▶ [YOUR INSTRUCTIONS] Each entry here needs to be given again exactly.

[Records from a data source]
***

PR #24052, opened 2026-06-09
fix(scheduler): only notify delivery failures on the final attempt (PROD-8164)

### LINKED ISSUE #23976: Sync/delivery failure notifications fire on every retry, not just the final failure
## Bug description

Google Sheets sync failure notifications are sent on **every failed retry attempt**, not just the final one. `UPLOAD_GSHEETS` jobs are queued with `maxAttempts: 6` and retried with natural backoff over \~10 minutes (intended to ride out transient warehouse/quota errors). However, the error handler sends a failure email **and** posts a Slack notification-channel message on each failed attempt before re-throwing so the job can be retried.

The result: a sync that fails on attempts 1–5 but **succeeds on attempt 6** still generates up to 5 failure notifications, and there is no corresponding "it actually succeeded" notification. Users cannot distinguish a sync that is genuinely broken from one that fails transiently and then recovers on retry. With a folder of syncs that intermittently hit slow/contended warehouse connections, this produces a steady stream of alarming failure emails for syncs that are, in fact, working.

The notification is fired unconditionally in the `catch` block — there is no check of the current attempt against the job's max attempts, so it cannot tell a non-final retry from the final one.

## Steps to reproduce

1. Set up a Google Sheets sync on a SQL Runner chart (or any gsheets sync).
2. Make the underlying query/connection occasionally slow or flaky, so the first attempt(s) fail but a later retry succeeds (e.g. transient warehouse connection/queue contention).
3. Let the scheduled sync fire.
4. Observe: a failure email + Slack message is sent for each failed attempt, and **no** notification is sent when a later retry succeeds.

## Expected behavior

Only notify on a genuine, terminal failure:

* If a later retry succeeds, send **no** failure notification at all.
* If all retries are exhausted, send a single failure notification on the final attempt.

(Non-retryable errors that disable the sync — e.g. `NotFoundError`, `ForbiddenError`, `MissingConfigError` — should still notify immediately, as they do today, since there will be no further retries.)

## Actual behavior

A failure email and Slack notification-channel message are sent on every failed attempt. No success notification is sent when a retry recovers, so each transient failure looks like a real failure.

## Code reference

* Gsheets jobs are queued with 6 max attempts: `packages/backend/src/scheduler/SchedulerClient.ts` (`UPLOAD_GSHEETS`, `maxAttempts: 6`).
* The notification + re-throw happens unconditionally in the gsheets `catch` block: `packages/backend/src/scheduler/SchedulerTask.ts` (`uploadGsheets` → `slackClient.postMessageToNotificationChannel(...)` and `emailClient.sendGoogleSheetsErrorNotificationEmail(...)`, then `throw e` to let graphile retry). There is no `job.attempts` vs `job.max_attempts` guard.

The fix likely needs the worker to pass the current attempt / max-attempts into the error handler (graphile exposes `helpers.job.attempts` and `helpers.job.max_attempts`) and only notify when `attempts >= max_attempts` (or on a non-retryable/disable error).

## Possibly also affects scheduled deliveries

The same "notify on a non-final attempt" pattern exists for scheduled deliveries, though with a smaller blast radius:

* Most `HANDLE_SCHEDULED_DELIVERY` jobs use `maxAttempts: 1` (no retry), so they aren't affected.
* Image-format **dashboard** deliveries are queued with `maxAttempts: 2` (`SchedulerClient.ts`), and the delivery error handler posts a Slack failure message before re-throwing (`SchedulerTask.ts`, IMAGE/PDF `catch` blocks). A transient first-attempt failure that succeeds on retry would still post one failure message.

Worth fixing both paths with the same "only notify on the final attempt" guard.

## Note

Distinct from lightdash/lightdash#23793 (the column-discovery hang that *causes* some of these transient gsheets failures). This issue is specifically about the notification noise — even after the underlying failures become rare/transient, the per-retry notifications remain misleading.

tatianainama:
### Description

Gsheets sync and image/PDF delivery failures were notified on every failed retry. A sync that failed transiently on attempts 1–5 but recovered on attempt 6 still sent up to 5 false-alarm emails and Slack messages, with no way to tell a genuinely broken sync from one that recovered.

Notification ownership now lives in the scheduler worker handler, which knows the attempt count:

- `uploadGsheets` is report-only: on failure it throws a `SchedulerDeliveryError` carrying the original error as `cause` plus the notification context, instead of notifying itself.
- The worker notifies only on a terminal outcome — a non-retryable error, or the final attempt of a retryable one — and disables the sync for non-retryable errors. The original error is re-thrown to graphile, so retry handling, logs and Sentry grouping are unchanged.
- The scheduled image/PDF delivery path gates its notification-channel posts on `isFinalAttempt` too. Only image-dashboard deliveries retry (`maxAttempts: 2`); single-attempt jobs always pass the final attempt, so their behaviour is unchanged.

Closes: PROD-8164
Closes: #23976

### DIFF
--- a/packages/backend/src/scheduler/SchedulerDeliveryError.test.ts
+++ b/packages/backend/src/scheduler/SchedulerDeliveryError.test.ts
@@ -1,0 +1,73 @@
+import { NotFoundError } from '@lightdash/common';
+import {
+    resolveSchedulerDeliveryFailureAction,
+    SchedulerDeliveryError,
+} from './SchedulerDeliveryError';
+
+const buildError = (isNonRetryable: boolean) =>
+    new SchedulerDeliveryError({
+        cause: new Error('warehouse timeout'),
+        isNonRetryable,
+        createdByUserUuid: 'user-1',
+        notification: {
+            organizationUuid: 'org-1',
+            recipientEmail: 'creator@example.com',
+            schedulerName: 'Weekly sync',
+            deliveryUrl: 'https://app/scheduler',
+        },
+    });
+
+describe('SchedulerDeliveryError', () => {
+    // The worker re-throws `err.cause`, so preserving the original error is the
+    // one constructor behaviour worth pinning down.
+    test('preserves the original error as its cause', () => {
+        const cause = new NotFoundError('sheet is gone');
+        const err = new SchedulerDeliveryError({
+            cause,
+            isNonRetryable: true,
+            createdByUserUuid: 'user-1',
+            notification: {
+                organizationUuid: 'org-1',
+                recipientEmail: undefined,
+                schedulerName: 'Weekly sync',
+                deliveryUrl: 'https://app/scheduler',
+            },
+        });
+
+        expect(err).toBeInstanceOf(SchedulerDeliveryError);
+        expect(err.cause).toBe(cause);
+    });
+});
+
+describe('resolveSchedulerDeliveryFailureAction', () => {
+    test('does nothing when the error is not a SchedulerDeliveryError', () => {
+        expect(resolveSchedulerDeliveryFailureAction(undefined, true)).toEqual({
+            notify: false,
+            disable: false,
+        });
+    });
+
+    test('stays silent on a retryable, non-final attempt', () => {
+        expect(
+            resolveSchedulerDeliveryFailureAction(buildError(false), false),
+        ).toEqual({ notify: false, disable: false });
+    });
+
+    test('notifies once on the final attempt of a retryable error', () => {
+        expect(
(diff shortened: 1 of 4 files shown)


tatianainama:
* **#24052** <a href="https://app.graphite.com/github/pr/lightdash/lightdash/24052?utm_source=stack-comment-icon" target="_blank">Graphite</a> 👈 <a href="https://app.graphite.com/github/pr/lightdash/lightdash/24052?utm_source=stack-comment-view-in-graphite" target="_blank">(View in Graphite)</a>
* `main`


<h2></h2>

***

▶ [SOLVED EXERCISE]
PR #24052, opened 2026-06-09
fix(scheduler): only notify delivery failures on the final attempt (PROD-8164)

### LINKED ISSUE #23976: Sync/delivery failure notifications fire on every retry, not just the final failure
## Bug description

Google Sheets sync failure notifications are sent on **every failed retry attempt**, not just the final one. `UPLOAD_GSHEETS` jobs are queued with `maxAttempts: 6` and retried with natural backoff over \~10 minutes (intended to ride out transient warehouse/quota errors). However, the error handler sends a failure email **and** posts a Slack notification-channel message on each failed attempt before re-throwing so the job can be retried.

The result: a sync that fails on attempts 1–5 but **succeeds on attempt 6** still generates up to 5 failure notifications, and there is no corresponding "it actually succeeded" notification. Users cannot distinguish a sync that is genuinely broken from one that fails transiently and then recovers on retry. With a folder of syncs that intermittently hit slow/contended warehouse connections, this produces a steady stream of alarming failure emails for syncs that are, in fact, working.

The notification is fired unconditionally in the `catch` block — there is no check of the current attempt against the job's max attempts, so it cannot tell a non-final retry from the final one.

## Steps to reproduce

1. Set up a Google Sheets sync on a SQL Runner chart (or any gsheets sync).
2. Make the underlying query/connection occasionally slow or flaky, so the first attempt(s) fail but a later retry succeeds (e.g. transient warehouse connection/queue contention).
3. Let the scheduled sync fire.
4. Observe: a failure email + Slack message is sent for each failed attempt, and **no** notification is sent when a later retry succeeds.

## Expected behavior

Only notify on a genuine, terminal failure:

* If a later retry succeeds, send **no** failure notification at all.
* If all retries are exhausted, send a single failure notification on the final attempt.

(Non-retryable errors that disable the sync — e.g. `NotFoundError`, `ForbiddenError`, `MissingConfigError` — should still notify immediately, as they do today, since there will be no further retries.)

## Actual behavior

A failure email and Slack notification-channel message are sent on every failed attempt. No success notification is sent when a retry recovers, so each transient failure looks like a real failure.

## Code reference

* Gsheets jobs are queued with 6 max attempts: `packages/backend/src/scheduler/SchedulerClient.ts` (`UPLOAD_GSHEETS`, `maxAttempts: 6`).
* The notification + re-throw happens unconditionally in the gsheets `catch` block: `packages/backend/src/scheduler/SchedulerTask.ts` (`uploadGsheets` → `slackClient.postMessageToNotificationChannel(...)` and `emailClient.sendGoogleSheetsErrorNotificationEmail(...)`, then `throw e` to let graphile retry). There is no `job.attempts` vs `job.max_attempts` guard.

The fix likely needs the worker to pass the current attempt / max-attempts into the error handler (graphile exposes `helpers.job.attempts` and `helpers.job.max_attempts`) and only notify when `attempts >= max_attempts` (or on a non-retryable/disable error).

## Possibly also affects scheduled deliveries

The same "notify on a non-final attempt" pattern exists for scheduled deliveries, though with a smaller blast radius:

* Most `HANDLE_SCHEDULED_DELIVERY` jobs use `maxAttempts: 1` (no retry), so they aren't affected.
* Image-format **dashboard** deliveries are queued with `maxAttempts: 2` (`SchedulerClient.ts`), and the delivery error handler posts a Slack failure message before re-throwing (`SchedulerTask.ts`, IMAGE/PDF `catch` blocks). A transient first-attempt failure that succeeds on retry would still post one failure message.

Worth fixing both paths with the same "only notify on the final attempt" guard.

## Note

Distinct from lightdash/lightdash#23793 (the column-discovery hang that *causes* some of these transient gsheets failures). This issue is specifically about the notification noise — even after the underlying failures become rare/transient, the per-retry notifications remain misleading.

tatianainama:
### Description

Gsheets sync and image/PDF delivery failures were notified on every failed retry. A sync that failed transiently on attempts 1–5 but recovered on attempt 6 still sent up to 5 false-alarm emails and Slack messages, with no way to tell a genuinely broken sync from one that recovered.

Notification ownership now lives in the scheduler worker handler, which knows the attempt count:

- `uploadGsheets` is report-only: on failure it throws a `SchedulerDeliveryError` carrying the original error as `cause` plus the notification context, instead of notifying itself.
- The worker notifies only on a terminal outcome — a non-retryable error, or the final attempt of a retryable one — and disables the sync for non-retryable errors. The original error is re-thrown to graphile, so retry handling, logs and Sentry grouping are unchanged.
- The scheduled image/PDF delivery path gates its notification-channel posts on `isFinalAttempt` too. Only image-dashboard deliveries retry (`maxAttempts: 2`); single-attempt jobs always pass the final attempt, so their behaviour is unchanged.

Closes: PROD-8164
Closes: #23976

### DIFF
--- a/packages/backend/src/scheduler/SchedulerDeliveryError.test.ts
+++ b/packages/backend/src/scheduler/SchedulerDeliveryError.test.ts
@@ -1,0 +1,73 @@
+import { NotFoundError } from '@lightdash/common';
+import {
+    resolveSchedulerDeliveryFailureAction,
+    SchedulerDeliveryError,
+} from './SchedulerDeliveryError';
+
+const buildError = (isNonRetryable: boolean) =>
+    new SchedulerDeliveryError({
+        cause: new Error('warehouse timeout'),
+        isNonRetryable,
+        createdByUserUuid: 'user-1',
+        notification: {
+            organizationUuid: 'org-1',
+            recipientEmail: 'creator@example.com',
+            schedulerName: 'Weekly sync',
+            deliveryUrl: 'https://app/scheduler',
+        },
+    });
+
+describe('SchedulerDeliveryError', () => {
+    // The worker re-throws `err.cause`, so preserving the original error is the
+    // one constructor behaviour worth pinning down.
+    test('preserves the original error as its cause', () => {
+        const cause = new NotFoundError('sheet is gone');
+        const err = new SchedulerDeliveryError({
+            cause,
+            isNonRetryable: true,
+            createdByUserUuid: 'user-1',
+            notification: {
+                organizationUuid: 'org-1',
+                recipientEmail: undefined,
+                schedulerName: 'Weekly sync',
+                deliveryUrl: 'https://app/scheduler',
+            },
+        });
+
+        expect(err).toBeInstanceOf(SchedulerDeliveryError);
+        expect(err.cause).toBe(cause);
+    });
+});
+
+describe('resolveSchedulerDeliveryFailureAction', () => {
+    test('does nothing when the error is not a SchedulerDeliveryError', () => {
+        expect(resolveSchedulerDeliveryFailureAction(undefined, true)).toEqual({
+            notify: false,
+            disable: false,
+        });
+    });
+
+    test('stays silent on a retryable, non-final attempt', () => {
+        expect(
+            resolveSchedulerDeliveryFailureAction(buildError(false), false),
+        ).toEqual({ notify: false, disable: false });
+    });
+
+    test('notifies once on the final attempt of a retryable error', () => {
+        expect(
(diff shortened: 1 of 4 files shown)


tatianainama:
* **#24052** <a href="https://app.graphite.com/github/pr/lightdash/lightdash/24052?utm_source=stack-comment-icon" target="_blank">Graphite</a> 👈 <a href="https://app.graphite.com/github/pr/lightdash/lightdash/24052?utm_source=stack-comment-view-in-graphite" target="_blank">(View in Graphite)</a>
* `main`


<h2></h2>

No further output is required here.